▼
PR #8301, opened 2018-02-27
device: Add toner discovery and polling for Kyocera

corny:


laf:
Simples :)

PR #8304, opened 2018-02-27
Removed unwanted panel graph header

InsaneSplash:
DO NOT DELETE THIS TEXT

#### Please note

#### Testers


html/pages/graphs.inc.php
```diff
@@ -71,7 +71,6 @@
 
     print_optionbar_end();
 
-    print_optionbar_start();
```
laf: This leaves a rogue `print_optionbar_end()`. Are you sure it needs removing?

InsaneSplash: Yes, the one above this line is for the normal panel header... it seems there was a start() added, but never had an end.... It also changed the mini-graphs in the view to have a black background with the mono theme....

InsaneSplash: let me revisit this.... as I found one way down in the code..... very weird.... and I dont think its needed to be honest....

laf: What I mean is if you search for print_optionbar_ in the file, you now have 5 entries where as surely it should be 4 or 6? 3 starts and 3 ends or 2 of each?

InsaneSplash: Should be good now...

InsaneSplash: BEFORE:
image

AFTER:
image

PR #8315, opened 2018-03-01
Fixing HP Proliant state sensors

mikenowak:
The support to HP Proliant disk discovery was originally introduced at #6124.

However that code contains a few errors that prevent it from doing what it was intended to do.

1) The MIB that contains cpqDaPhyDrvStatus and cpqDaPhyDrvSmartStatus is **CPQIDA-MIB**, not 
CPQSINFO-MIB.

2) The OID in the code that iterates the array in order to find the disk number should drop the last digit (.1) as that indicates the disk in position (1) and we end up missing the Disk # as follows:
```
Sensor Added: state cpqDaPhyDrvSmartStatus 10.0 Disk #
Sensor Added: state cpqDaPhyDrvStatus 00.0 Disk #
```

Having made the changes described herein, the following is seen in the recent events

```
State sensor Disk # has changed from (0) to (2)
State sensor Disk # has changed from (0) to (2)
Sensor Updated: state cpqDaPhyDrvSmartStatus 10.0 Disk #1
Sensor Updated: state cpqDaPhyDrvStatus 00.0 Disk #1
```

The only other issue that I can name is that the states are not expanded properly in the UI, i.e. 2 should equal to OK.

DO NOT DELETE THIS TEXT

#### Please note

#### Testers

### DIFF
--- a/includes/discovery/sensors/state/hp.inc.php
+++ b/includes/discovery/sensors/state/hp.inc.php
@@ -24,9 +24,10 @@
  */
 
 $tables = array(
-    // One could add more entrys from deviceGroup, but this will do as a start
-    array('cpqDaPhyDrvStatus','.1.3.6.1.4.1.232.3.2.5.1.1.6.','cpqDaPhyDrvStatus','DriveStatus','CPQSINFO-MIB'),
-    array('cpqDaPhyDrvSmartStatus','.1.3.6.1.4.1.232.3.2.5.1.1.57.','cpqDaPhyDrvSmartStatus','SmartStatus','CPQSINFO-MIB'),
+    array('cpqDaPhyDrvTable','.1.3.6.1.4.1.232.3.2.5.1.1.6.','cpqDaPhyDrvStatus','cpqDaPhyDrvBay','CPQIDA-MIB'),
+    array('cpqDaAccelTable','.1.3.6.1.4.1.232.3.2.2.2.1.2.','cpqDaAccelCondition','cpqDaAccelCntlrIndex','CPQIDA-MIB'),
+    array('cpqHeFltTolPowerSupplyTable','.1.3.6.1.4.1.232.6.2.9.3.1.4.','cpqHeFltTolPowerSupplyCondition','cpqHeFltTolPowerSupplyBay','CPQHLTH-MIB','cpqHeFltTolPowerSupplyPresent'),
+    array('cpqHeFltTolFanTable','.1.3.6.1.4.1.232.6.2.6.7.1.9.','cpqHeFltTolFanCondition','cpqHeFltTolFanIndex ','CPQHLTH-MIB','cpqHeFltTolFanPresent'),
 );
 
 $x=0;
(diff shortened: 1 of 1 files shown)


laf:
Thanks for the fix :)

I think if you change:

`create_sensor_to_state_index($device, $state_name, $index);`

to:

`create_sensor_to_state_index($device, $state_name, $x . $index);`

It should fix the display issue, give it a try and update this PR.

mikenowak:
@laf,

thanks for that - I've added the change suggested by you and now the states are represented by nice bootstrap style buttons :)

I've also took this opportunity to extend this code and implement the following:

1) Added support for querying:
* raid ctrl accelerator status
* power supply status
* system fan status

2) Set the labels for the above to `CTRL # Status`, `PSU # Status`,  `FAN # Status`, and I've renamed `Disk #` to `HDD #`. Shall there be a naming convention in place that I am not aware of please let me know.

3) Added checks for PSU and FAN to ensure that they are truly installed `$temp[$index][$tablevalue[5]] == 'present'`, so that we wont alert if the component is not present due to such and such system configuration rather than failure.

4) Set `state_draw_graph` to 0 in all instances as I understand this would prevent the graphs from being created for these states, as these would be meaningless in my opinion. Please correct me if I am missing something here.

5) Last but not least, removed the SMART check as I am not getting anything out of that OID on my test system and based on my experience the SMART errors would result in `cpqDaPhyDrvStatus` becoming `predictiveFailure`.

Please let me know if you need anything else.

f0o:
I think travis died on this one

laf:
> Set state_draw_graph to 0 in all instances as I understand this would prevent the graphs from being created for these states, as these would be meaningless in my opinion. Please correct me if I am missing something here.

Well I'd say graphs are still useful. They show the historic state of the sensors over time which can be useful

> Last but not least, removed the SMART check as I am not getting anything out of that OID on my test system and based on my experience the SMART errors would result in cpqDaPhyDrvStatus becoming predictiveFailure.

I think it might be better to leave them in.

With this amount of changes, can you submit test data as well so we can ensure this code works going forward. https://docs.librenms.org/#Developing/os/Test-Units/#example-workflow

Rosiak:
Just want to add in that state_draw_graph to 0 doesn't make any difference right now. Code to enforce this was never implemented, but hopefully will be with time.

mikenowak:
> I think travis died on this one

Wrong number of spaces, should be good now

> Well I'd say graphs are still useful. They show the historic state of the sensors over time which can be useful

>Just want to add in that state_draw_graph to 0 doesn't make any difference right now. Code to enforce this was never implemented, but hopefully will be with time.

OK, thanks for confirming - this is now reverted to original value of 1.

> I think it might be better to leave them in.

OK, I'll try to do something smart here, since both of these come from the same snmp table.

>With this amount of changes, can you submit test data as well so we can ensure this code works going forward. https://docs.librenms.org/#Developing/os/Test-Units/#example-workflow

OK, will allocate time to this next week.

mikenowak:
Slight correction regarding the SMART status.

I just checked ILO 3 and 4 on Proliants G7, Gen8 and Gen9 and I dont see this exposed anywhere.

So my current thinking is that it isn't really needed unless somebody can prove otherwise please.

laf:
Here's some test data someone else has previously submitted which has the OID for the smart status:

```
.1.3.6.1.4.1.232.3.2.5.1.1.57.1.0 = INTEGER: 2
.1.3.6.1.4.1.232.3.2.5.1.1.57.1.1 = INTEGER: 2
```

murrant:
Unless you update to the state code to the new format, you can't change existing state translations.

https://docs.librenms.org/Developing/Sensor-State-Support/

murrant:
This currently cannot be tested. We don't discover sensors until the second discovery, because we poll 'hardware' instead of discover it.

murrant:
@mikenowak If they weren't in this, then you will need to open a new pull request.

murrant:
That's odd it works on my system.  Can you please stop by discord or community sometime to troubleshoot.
▲
What this task involves> Present each line from the listing that holds the string "better".

Response area>
I think it might be better to leave them in.
> I think it might be better to leave them in.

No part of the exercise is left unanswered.